**What is required:**
In the entries that follow, find the word "config" and report each line it is on.

**Exercise input:**
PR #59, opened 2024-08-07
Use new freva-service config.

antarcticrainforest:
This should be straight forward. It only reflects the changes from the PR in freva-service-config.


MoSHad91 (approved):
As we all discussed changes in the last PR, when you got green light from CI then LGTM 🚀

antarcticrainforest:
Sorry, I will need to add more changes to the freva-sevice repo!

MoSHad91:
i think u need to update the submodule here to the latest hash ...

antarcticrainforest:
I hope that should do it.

**Expected answer:**
Use new freva-service config.
This should be straight forward. It only reflects the changes from the PR in freva-service-config.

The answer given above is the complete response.